UNH Sidore Speakers Join the Education Discussion

By Tracy Manforte
UNH News Bureau

October 9, 2000

DURHAM, N.H. -- Across the state and nation this election year, education is making headlines. Politicians and voters debate curriculum, testing, funding sources and teacher shortages. New Hampshire grapples with the so-called Claremont Decision, a Supreme Court ruling that holds the state responsible for providing an "adequate education."

Joining the education discussion this year will be guest speakers in the University of New Hampshire Saul O Sidore Memorial Lecture Series. "Education for the New Millennium" opens Thursday, Oct. 19, with a lecture by Donald Graves, UNH professor emeritus of education.

The renowned teacher, mentor and scholar will discuss "Issues in Education That Won't Go Away" from 12:40 to 2 p.m. in the Memorial Union Building theatre. As the presidential election approaches, Graves will review issues in education, explore various political positions and possible solutions to educational crises.

Graves is an innovator in the field of composition and one of the leaders of the writing process movement that revolutionized the way teachers approach writing assignments and assessment from grade school to graduate school. In addition to volumes of essays, fiction and poetry, Graves' books include the following: "Balance the Basics: Let Them Write" (1978), "A Researcher Learns to Write" (1984), "Discover Your Own Literacy" (1990) and "Bring Life into Learning" (1999).

The Sidore Series continues Thursday, Nov. 2, when Clifford Adelman, senior research analyst for the U.S. Department of Education, presents "Putting on the Glitz: Threats to Integrity in the Representation of U.S. Higher Education." Adelman will address the dangerous dichotomy that exists in media representations of higher education: the would-be heroics of administrators and politicians versus the melodramatic portrayals of the most visible, troubled student populations. The lecture will take place from 12:40 to 2 p.m. in the MUB theatre.

Adelman has authored numerous influential and controversial government reports stressing the educational and work experiences of female, minority and low-income students, in particular. As a research analyst, he identifies trends, develops surveys, and gathers and interprets data on education issues.

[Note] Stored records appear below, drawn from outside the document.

PR #1202, opened 2019-10-15
Stack and CI coverage for some modules

peterbecich:
Do you feel like adding Stack configurations to the project, or is this extra maintenance burden?  This PR provides Stack configurations for 

  - codeworld-account
  - codeworld-api
  - codeworld-auth
  - codeworld-compiler
  - codeworld-error-sanitizer
  - codeworld-game-api
  - codeworld-game-server
  - codeworld-prediction
  - codeworld-server
  - a root project which combines these

`stack build` works for all of these; `stack test` works for all but `codeworld-compiler` and the root project.  The passing tests don't seem to depend on `ghcjs` being available on the path (although it is).

I've had no success with compiling `codeworld-base` and `funblocks-client` with Stack.  Maybe if this is resolved: https://github.com/ghcjs/ghcjs/issues/745

`stack exec codeworld-server` seems to work, but I've only looked at the home page.  Again, I don't know if this depends on `ghcjs` on the path.

Intero seems to work with these Stack configurations.

It also has a YAML for Travis-CI.  Tests for `codeworld-compiler` and the root project are disabled.  If `google/codeworld` has Travis configured, it may be necessary to disable this https://github.com/peterbecich/codeworld/blob/13338d676e84eab26a2311891558364b95205a5c/.travis.yml#L55 for one CI build to allow `stack build` enough time to complete and cache without exceeding 50 minutes.

I'm expecting these to pass: https://travis-ci.org/peterbecich/codeworld/builds/598007572


peterbecich:
An easy improvement I could make to this is a common file for `extra-deps`, to avoid duplication.

codeworld-account/stack.yaml.lock
```diff
@@ -0,0 +1,12 @@
+# This file was autogenerated by Stack.
```
cdsmith: This comment suggests that this shouldn't be checked in, if it's autogenerated?  Can we add it to `.gitignore`?  Same for others.

codeworld-api/stack.yaml
```diff
@@ -0,0 +1,18 @@
+resolver: lts-14.9
+
+packages:
+  - .
+
+allow-newer: false
+
+extra-deps:
```
cdsmith: It's unfortunate that we need to list the dependencies twice here.  Is this really necessary?  Stack cannot get this information from the Cabal file instead?  I thought it still used cabal files for dependencies.

stack.yaml
```diff
@@ -0,0 +1,32 @@
+resolver: lts-14.9
```
cdsmith: I don't understand why you need this at the top level AND in the subdirectories.  Isn't that yet another duplication?  Can we just do it at the top level?  That would be far more tolerable.

.travis.yml
```diff
@@ -0,0 +1,55 @@
...
+  - name: "root (no tests)"
+    env: MODULE=. TEST=false
+  - name: "account"
+    env: MODULE=codeworld-account TEST=true
+  - name: "api"
+    env: MODULE=codeworld-api TEST=true
+  - name: "auth"
+    env: MODULE=codeworld-auth TEST=true
+  - name: "compiler (no tests)"
+    env: MODULE=codeworld-compiler TEST=false
```
cdsmith: This is particularly unfortunate, since these tend to be the tests that I care the most about.  But it's not unexpected, since this would require the patched ghcjs built by the install script.

codeworld-account/stack.yaml.lock
peterbecich: Looks like it is optional to check in the `stack.yaml.lock` files: https://docs.haskellstack.org/en/stable/lock_files/#lock-files

codeworld-api/stack.yaml
peterbecich: No, not necessary.  I was using Stack incorrectly.  Only one `stack.yaml` is necessary.

stack.yaml
peterbecich: Yes

codeworld-account/stack.yaml.lock
cdsmith: Okay, I see the point there, but I just don't agree in this context.  Since stack isn't the main build process, I'd rather reduce the maintenance load for it, and these are files that would have to be updated as things change.  So please remove `stack.yaml.lock` from the pull request, and add it to `.gitignore` instead?

cdsmith:
It would be good to add a note to the README clarifying that the `stack.yaml` file is there to support use of intero and travis, and that it cannot be used to build and run CodeWorld.

peterbecich:
Sorry for my late response.

As for the failure of the `codeworld-compiler` tests on Stack, I'm not sure if this is the error you are describing
> because you're getting errors that the modules aren't exporting program?
```
missingEqualSign: [Failed]
missingEqualSign
expected: "program.hs:16:1-9: error:\n    Parse error: An equation was expected here.\n    Are you missing the equal sign?"
 but got: ": Loaded package environment from /tmp/stack19221/test-ghc-env\n<command line>: cannot satisfy -hide-package codeworld-api\n    (use -v for more information) (no loc)"
```

The other failures are all similar to this one.

```
         Test Cases   Total       
 Passed  11           11          
 Failed  33           33          
```

If we can get `stack test codeworld-compiler` to succeed locally I'm sure it could work on Travis in the future, assuming the 50 minute timeout is enough to set up GHCJS.

cdsmith:
This looks valuable as-is.  Thanks!  I'll go ahead and merge it, and any further work on getting more of the project to build can happen in new PRs.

The Sidore Series was established in 1965 in memory of Saul O Sidore of Manchester. The series presents programs that raise critical and sometimes controversial issues facing society. It is sponsored by the Sidore Foundation and the UNH Center for the Humanities. All lectures are free and open to the public. The following lectures, scheduled next semester, begin at 12:40 p.m. and will be held in the Memorial Union Building theatre:

  • Feb. 22: "Toward a New Story for Schooling." Michael Umphrey, director of the Heritage Project in Montana, a statewide community centered education program.

  • March 22: "Race, Inequality and Justice in the U.S.: Some Social-Philosophic Reflections." Glenn Loury, professor of economics at Boston University and director of the Institute on Race and Social Division.

  • April 19: "Teaching the Care Tradition." Nel Noddings, professor of philosophy and education at Columbia University Teachers College.